What to produce: Compute how many lines in the entries below contain "verify", and output nothing but the number.

Saved data entries

--- START ---

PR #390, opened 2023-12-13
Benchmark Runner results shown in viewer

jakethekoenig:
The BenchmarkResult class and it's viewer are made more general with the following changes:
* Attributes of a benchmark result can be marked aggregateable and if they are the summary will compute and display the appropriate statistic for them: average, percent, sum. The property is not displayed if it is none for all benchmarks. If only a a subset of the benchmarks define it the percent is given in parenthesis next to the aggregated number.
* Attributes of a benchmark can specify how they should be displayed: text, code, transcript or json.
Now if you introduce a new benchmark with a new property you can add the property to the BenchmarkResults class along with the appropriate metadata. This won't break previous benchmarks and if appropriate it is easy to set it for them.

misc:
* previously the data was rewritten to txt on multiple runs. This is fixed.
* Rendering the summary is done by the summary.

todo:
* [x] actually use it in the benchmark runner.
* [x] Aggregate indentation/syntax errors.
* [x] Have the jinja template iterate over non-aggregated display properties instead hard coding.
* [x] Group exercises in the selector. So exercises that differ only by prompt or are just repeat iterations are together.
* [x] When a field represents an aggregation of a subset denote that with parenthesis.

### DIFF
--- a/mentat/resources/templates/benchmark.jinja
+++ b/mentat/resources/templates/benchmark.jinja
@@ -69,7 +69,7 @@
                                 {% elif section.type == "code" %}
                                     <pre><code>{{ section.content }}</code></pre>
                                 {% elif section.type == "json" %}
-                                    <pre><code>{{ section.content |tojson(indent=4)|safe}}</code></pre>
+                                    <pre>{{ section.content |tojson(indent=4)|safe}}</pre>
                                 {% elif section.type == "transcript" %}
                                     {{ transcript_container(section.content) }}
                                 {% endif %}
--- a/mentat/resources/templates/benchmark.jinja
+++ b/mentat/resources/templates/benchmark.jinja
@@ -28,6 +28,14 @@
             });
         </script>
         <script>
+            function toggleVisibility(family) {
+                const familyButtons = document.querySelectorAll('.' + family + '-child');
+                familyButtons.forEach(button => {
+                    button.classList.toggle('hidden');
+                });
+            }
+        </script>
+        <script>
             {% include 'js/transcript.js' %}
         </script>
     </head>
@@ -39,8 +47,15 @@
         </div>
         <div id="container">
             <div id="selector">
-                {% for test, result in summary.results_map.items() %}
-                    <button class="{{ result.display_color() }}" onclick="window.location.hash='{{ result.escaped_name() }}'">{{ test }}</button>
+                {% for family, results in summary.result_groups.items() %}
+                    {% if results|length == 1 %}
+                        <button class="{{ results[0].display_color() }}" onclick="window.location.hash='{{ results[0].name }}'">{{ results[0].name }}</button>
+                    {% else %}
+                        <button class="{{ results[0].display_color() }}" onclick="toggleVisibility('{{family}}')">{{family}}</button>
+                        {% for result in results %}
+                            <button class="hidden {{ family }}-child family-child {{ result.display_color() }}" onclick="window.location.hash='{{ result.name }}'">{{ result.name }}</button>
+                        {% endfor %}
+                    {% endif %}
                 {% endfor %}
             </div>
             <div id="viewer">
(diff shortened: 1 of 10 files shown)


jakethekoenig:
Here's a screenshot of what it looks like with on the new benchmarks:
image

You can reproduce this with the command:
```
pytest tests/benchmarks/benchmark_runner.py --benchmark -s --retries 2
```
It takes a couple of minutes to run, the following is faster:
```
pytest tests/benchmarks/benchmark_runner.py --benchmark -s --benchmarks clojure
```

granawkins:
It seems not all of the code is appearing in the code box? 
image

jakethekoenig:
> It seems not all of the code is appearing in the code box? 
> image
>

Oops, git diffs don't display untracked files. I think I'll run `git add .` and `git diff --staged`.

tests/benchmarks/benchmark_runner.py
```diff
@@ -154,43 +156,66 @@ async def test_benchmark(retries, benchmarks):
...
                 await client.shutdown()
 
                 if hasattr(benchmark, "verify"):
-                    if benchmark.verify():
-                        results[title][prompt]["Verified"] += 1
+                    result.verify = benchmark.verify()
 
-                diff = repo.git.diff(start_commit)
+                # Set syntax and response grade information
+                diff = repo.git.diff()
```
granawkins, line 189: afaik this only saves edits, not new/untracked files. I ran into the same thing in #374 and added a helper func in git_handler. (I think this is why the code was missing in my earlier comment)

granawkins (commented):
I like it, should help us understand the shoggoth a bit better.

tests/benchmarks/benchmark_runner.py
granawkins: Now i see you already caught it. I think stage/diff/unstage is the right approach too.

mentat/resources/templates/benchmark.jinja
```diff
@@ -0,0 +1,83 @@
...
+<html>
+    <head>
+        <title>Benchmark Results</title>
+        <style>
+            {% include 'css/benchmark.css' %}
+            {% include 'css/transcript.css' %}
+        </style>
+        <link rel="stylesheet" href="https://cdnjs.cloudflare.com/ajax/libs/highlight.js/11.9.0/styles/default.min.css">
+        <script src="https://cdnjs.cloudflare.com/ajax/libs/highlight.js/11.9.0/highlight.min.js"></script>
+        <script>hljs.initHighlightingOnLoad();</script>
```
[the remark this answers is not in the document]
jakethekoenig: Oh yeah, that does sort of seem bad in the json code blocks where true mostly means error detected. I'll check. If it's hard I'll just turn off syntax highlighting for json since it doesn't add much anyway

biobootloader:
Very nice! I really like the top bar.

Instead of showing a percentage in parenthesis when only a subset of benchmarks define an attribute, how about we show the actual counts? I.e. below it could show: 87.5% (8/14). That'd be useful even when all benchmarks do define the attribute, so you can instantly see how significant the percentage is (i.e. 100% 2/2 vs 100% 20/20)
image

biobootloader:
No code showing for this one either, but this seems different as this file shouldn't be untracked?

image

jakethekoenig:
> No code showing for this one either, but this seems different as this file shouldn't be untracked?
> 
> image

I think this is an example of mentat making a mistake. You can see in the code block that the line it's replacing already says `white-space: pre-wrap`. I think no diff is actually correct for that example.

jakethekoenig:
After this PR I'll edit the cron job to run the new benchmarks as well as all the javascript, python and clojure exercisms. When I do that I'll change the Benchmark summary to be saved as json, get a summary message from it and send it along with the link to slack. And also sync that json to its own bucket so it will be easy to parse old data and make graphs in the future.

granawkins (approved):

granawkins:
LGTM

--- END ---
--- START ---

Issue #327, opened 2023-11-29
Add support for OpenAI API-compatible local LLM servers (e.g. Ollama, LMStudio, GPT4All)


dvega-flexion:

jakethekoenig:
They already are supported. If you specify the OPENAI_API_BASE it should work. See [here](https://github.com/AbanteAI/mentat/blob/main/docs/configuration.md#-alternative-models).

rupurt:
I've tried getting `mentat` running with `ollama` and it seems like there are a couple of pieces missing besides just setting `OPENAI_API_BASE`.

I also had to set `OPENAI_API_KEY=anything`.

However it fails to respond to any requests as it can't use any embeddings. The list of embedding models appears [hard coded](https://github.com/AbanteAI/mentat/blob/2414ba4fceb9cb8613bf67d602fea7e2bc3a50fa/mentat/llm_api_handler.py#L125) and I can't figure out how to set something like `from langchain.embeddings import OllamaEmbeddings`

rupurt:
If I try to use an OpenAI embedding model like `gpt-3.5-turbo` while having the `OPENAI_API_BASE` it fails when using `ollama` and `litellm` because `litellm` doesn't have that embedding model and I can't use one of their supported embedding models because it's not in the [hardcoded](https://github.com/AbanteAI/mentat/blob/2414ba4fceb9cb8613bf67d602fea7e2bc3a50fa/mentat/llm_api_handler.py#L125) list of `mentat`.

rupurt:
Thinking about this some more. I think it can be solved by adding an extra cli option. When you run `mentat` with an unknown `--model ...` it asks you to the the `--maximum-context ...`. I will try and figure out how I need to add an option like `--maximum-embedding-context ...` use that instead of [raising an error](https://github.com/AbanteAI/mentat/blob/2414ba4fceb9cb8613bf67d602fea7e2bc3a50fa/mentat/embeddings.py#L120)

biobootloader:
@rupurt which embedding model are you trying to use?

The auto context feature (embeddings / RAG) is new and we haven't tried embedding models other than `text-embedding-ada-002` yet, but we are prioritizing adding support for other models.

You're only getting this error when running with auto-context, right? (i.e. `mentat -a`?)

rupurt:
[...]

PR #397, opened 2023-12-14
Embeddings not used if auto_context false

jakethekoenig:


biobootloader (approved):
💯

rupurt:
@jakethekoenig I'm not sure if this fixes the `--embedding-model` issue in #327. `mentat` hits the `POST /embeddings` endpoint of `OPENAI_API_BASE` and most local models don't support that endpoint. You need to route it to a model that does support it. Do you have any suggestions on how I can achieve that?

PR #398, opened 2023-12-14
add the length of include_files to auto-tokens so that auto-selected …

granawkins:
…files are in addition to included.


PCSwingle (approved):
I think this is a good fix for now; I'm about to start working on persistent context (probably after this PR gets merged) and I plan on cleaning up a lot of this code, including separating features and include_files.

--- END ---

Answer to the problem: 3